Friday, January 7, 2011

BMI and All-Cause Mortality: New Results

A paper on the relationship between Body-Mass Index (BMI) and health hazards appeared in the recent New England Journal of Medicine (NEJM, here). The study re-analyzed 19 prospective studies of 1.46M white adults from 19-84 years of age. All-cause mortality was adjusted to age, study, physical activity, alcohol consumption, education and marital status.

The results (displayed in the graphic on the right as hazard ratios--click the graphic to enlarge) confirm the conventional wisdom that a BMI of between 22.5 and 24.9 had the lowest all-cause mortality hazard ratio and seems to refute some early evidence that healthy people were a little fatter.

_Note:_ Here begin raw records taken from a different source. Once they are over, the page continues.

PR #358, opened 2020-03-27
Sanitize Env.set_env input to handle bad user input

enzbang:
When a user pass the same value for build and host (or host and target)
Env.set_env currently creates different Platform objects and then
checks such as:

    if env.build != env.host: ...

have a surprising behaviour for users.

Let's handle this case in set_env, which is called when reading a
plan.

TN: R502-041

### DIFF
--- a/src/e3/env.py
+++ b/src/e3/env.py
@@ -240,6 +240,14 @@ class AbstractBaseEnv(object, metaclass=abc.ABCMeta):
         :param host: string as passed to --host
         :param target: string as passed to --target
         """
+        # Sanitize the input
+        if host is not None and target == host:
+            # Set target to None if it should inherit the value from host
+            target = None
+        if build is not None and host == build:
+            # Set host to None if it should inherit the value from build
+            host = None
+
         saved_build = self.build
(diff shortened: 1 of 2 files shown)


Nikokrock:
The current behaviour allows all kind of combination regarding the build/host/target. In some cases it might be handy. For example you want to build a canadian x86_64_linux compiler that target rhES5 x86_64-linux.

If you build from an ubuntu16:
--build=x86_64-linux,ubuntu16 --host=x86_64-linux,rhES5

Doing the same thing on a redhat 5.x will result in 
--build=x86_64-linux,rhES5  --host=x86_64-linux,rhES5

If we change the current behaviour the former examples won't behave the same in the sense that one will be a "canadian" whereas the other not. 

Also if only --host is passed the (ie: build=None) the behaviour on a redhat 5.x host is still using the current way. Which is even more confusing I think

The current implementation might not be always intuitive but it is sound (FMHO).

Note that e3 provides helpers to compute the right command line based on a given environment (cmd_triplet, str_triplet, ...). and that the user can use also --host=build for example.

The graphic confuses me a little since healthy subjects who never smoked had a faster rising hazard curve as compared to all subjects (I would have thought that healthy people would have a flatter hazard curve) but the result may be due to sample size issues or some misunderstanding I have about the study. If anyone has any ideas, let me know.

What's also interesting is that underweight (BMI less than 22.5) is associated with an elevated hazard ratio. There are lots of problems with the BMI, but it seems to work well at least in population studies. The median BMI for the study was 26.2, suggesting people need to loose a little weight.